De este panorama posutópico de las prácticas artísticas se derivan, según Rancière, dos configuraciones expresivas que caracterizan los vínculos y las nuevas tensiones entre el arte y la política. En primer lugar, la emergencia de unas prácticas del arte que, sin negarse la posibilidad de configurar una mirada crítica frente a las relaciones y formas de ser colectivas, se distancian de los lenguajes comprometidos con las ideologías políticas que tuvieron auge en los años sesenta y setenta. En este caso, la radicalidad de estas prácticas se mantiene en sus formas de expresión y en la intención de proponer lecturas heterogéneas o, incluso, yuxtapuestas sobre la experiencia del mundo, a través de una actualización de su potencia expresiva. Así, advierte Rancière: “Esta potencia es con frecuencia pensada bajo el concepto kantiano de lo ‘sublime’ como presencia heterogénea e irreductible en el corazón de lo sensible de una fuerza que lo desborda”.2

En segundo lugar, unas prácticas relacionales que se distancian de las pretensiones de transformación de las condiciones de vida por medio del arte, pero que insisten en comprender las prácticas artísticas como formas de intersticio social. En este caso, si bien las prácticas del arte no pueden transformar por completo los aspectos conflictivos de una sociedad, sí están en capacidad de abrir un espacio y un tiempo propios, desde los cuales es posbible abstraer y tematizar aspectos de interés colectivo. Este ámbito relacional permite al artista constituir recortes de realidad en los que se hace posible abrir un espacio de discursión, de diálogo o como mínimo de reflexión, en el que es posible reconfigurar o repensar rasgos de las interacciones colectivas.

En la primera conformación, que denominaremos aquí como “actualización de lo sublime”, Rancière propone, a su vez, dos consideraciones expresivas. Por una parte, las prácticas artísticas que intentan instalar “un ser en común anterior a toda forma política particular”,3 es decir, prácticas artísticas que suscitan formas de cohesión concretas a través de la detonación de sentido de una imagen o referente común y su intensificación expresiva. Por otro lado, las prácticas artísticas que asumen la función de “testimoniar la existencia de lo no presentable”, es decir, que asumen como eje central de expresividad la “separación irreductible entre la idea y lo sensible”.4 Por ende, el tipo de posibilidad de cohesión que suscitan las prácticas artísticas no está construida sobre la sedimentación de una promesa de transformación política, ni siquiera en un sentido estricto a través de la denuncia, sino por el contrario, en la conformación de una instancia en la que el colectivo se reconoce desde un reflejo negativo, en el que es posible desplegar una visión crítica de la realidad compartida.

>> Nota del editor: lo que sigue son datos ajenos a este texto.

PR #805, opened 2022-02-02
Lpal 420 create feedback database table, with associated infra  

nickdavis2001:
## Purpose

_Add perfplat table, both locally and in CI, done in such a modular way as to make the feedback component shareable as a unit in future_

## Approach

_Create another container similar to seeding, which is run locally from docker-compose , or in CI. Produce python script with sqlalchemy to make the table, and raw sql calls to grant and check privileges. Produce aws task using terraform and call this in CI using refactored python script from the one that starts seeding. _ 

## Learning

_I've made some shared python code into a module, this lives in scripts/pipeline/lib. It uses the setup.py to be installable as a module. Further refactoring meant that actually only 1 script, create_task, calls this, as the 2 callers were merged into 1. However, still left as an example of how to share python code as module_

## Checklist


Raffers (approved):

service-feedback-api/scripts/db/create_feedback_user.py
```diff
@@ -0,0 +1,64 @@
...
+    create_feedback_user()
+    if feedback_user_exists():
+        print('feedback user created succesfully.')
+    else:
+        print('ERROR : creation of feedback user appears to have failed.')
+
+if has_privileges():
+    print('feedback user already has privileges on perfplat table.')
+else:
+    grant_privileges()
```
williamfalconeruk, line 60: As discussed - we'll add further security checks to ensure we're not granting access to the user on other db resources. happy though for now as we're not yet using this table.

Raffers (dismissed):

terraform/environment/modules/environment/ecs_feedbackdb.tf
```diff
@@ -0,0 +1,97 @@
...
+  #tfsec:ignore:AWS007 - anything out
+  cidr_blocks       = ["0.0.0.0/0"]
+  security_group_id = aws_security_group.feedbackdb_ecs_service.id
+}
+
+//--------------------------------------
+// feedbackdb ECS Service Task level config
+
+resource "aws_ecs_task_definition" "feedbackdb" {
+  count                    = var.environment_name == "production" ? 0 : 1
```
williamfalconeruk, line 28: ah spotted another issue - this doesn't run in production

terraform/environment/modules/environment/ecs_feedbackdb.tf
```diff
@@ -0,0 +1,97 @@
...
+  execution_role_arn       = aws_iam_role.execution_role.arn
+  tags                     = merge(local.default_opg_tags, local.feedbackdb_component_tag)
+}
+
+
+//----------------
+// Permissions
+
+resource "aws_iam_role" "feedbackdb_task_role" {
+  count              = var.environment_name == "production" ? 0 : 1
```
williamfalconeruk, line 45: same - this doesn't run in production

williamfalconeruk (changes requested):
need to remove the non prod only condition as the table does run in prod

service-feedback-api/alembic/versions/e01fe3adad2e_create_perf_feedback_table.py
```diff
@@ -0,0 +1,30 @@
...
+down_revision = None
+branch_labels = None
+depends_on = None
+
+
+def upgrade():
+    op.create_table(
+        'perf_feedback',
+        sa.Column('id', sa.Integer, primary_key=True),
+        sa.Column('rating', sa.String(2), nullable=False), # up to 2-letter acronynm , VS = very satisfied , etc
```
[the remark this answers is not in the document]
nickdavis2001: now changed to int

terraform/environment/modules/environment/ecs_feedbackdb.tf
nickdavis2001: fixed

williamfalconeruk (dismissed):
all good

Raffers (approved):

williamfalconeruk (approved):

PR #127, opened 2015-08-03
improve `trace` example

### LINKED ISSUE #124: What's the regex supposed to do in dasherize in chapter 5?
```javascript
var dasherize = compose(join('-'), map(replace(/\s{2,}/ig, ' ')), split(' '))
```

En la segunda vía, Rancière advierte la referencia a prácticas del arte que proyectan sobre una condición relacional la posibilidad de problematizar situaciones y contextos microsociales, no con el fin de transformar su conformación, sino de crear o recrear lazos y puntos de conexión entre sujetos a través de las interacciones colectivas. Advierte Rancière:

La estética relacional rechaza las pretensiones de autosuficiencia del arte al igual que los sueños de transformación de la vida a través del arte, pero reafirma sin embargo una idea esencial: el arte consiste en construir espacios y relaciones para reconfigurar material y simbólicamente el territorio de lo común.5

De este modo, el lugar de lo político en el arte, desde esta perspectiva, no tendría que ver necesariamente con la denuncia, con una función documental o incluso, con una forma de sanar o remediar el daño ocasionado por la experiencia de la violencia política, la segregación o la discriminación, sino más bien con la continua posibilidad de constituirse como una presencia inquietante, como una forma de aludir a otros sentidos de la experiencia de la violencia. La práctica artística opera en este caso como mediación frente a aspectos problemáticos de la realidad, abre un espacio, un intersticio, en el que es posible repensar o ver desde otras perspectivas los efectos de las tensiones y las interacciones colectivas.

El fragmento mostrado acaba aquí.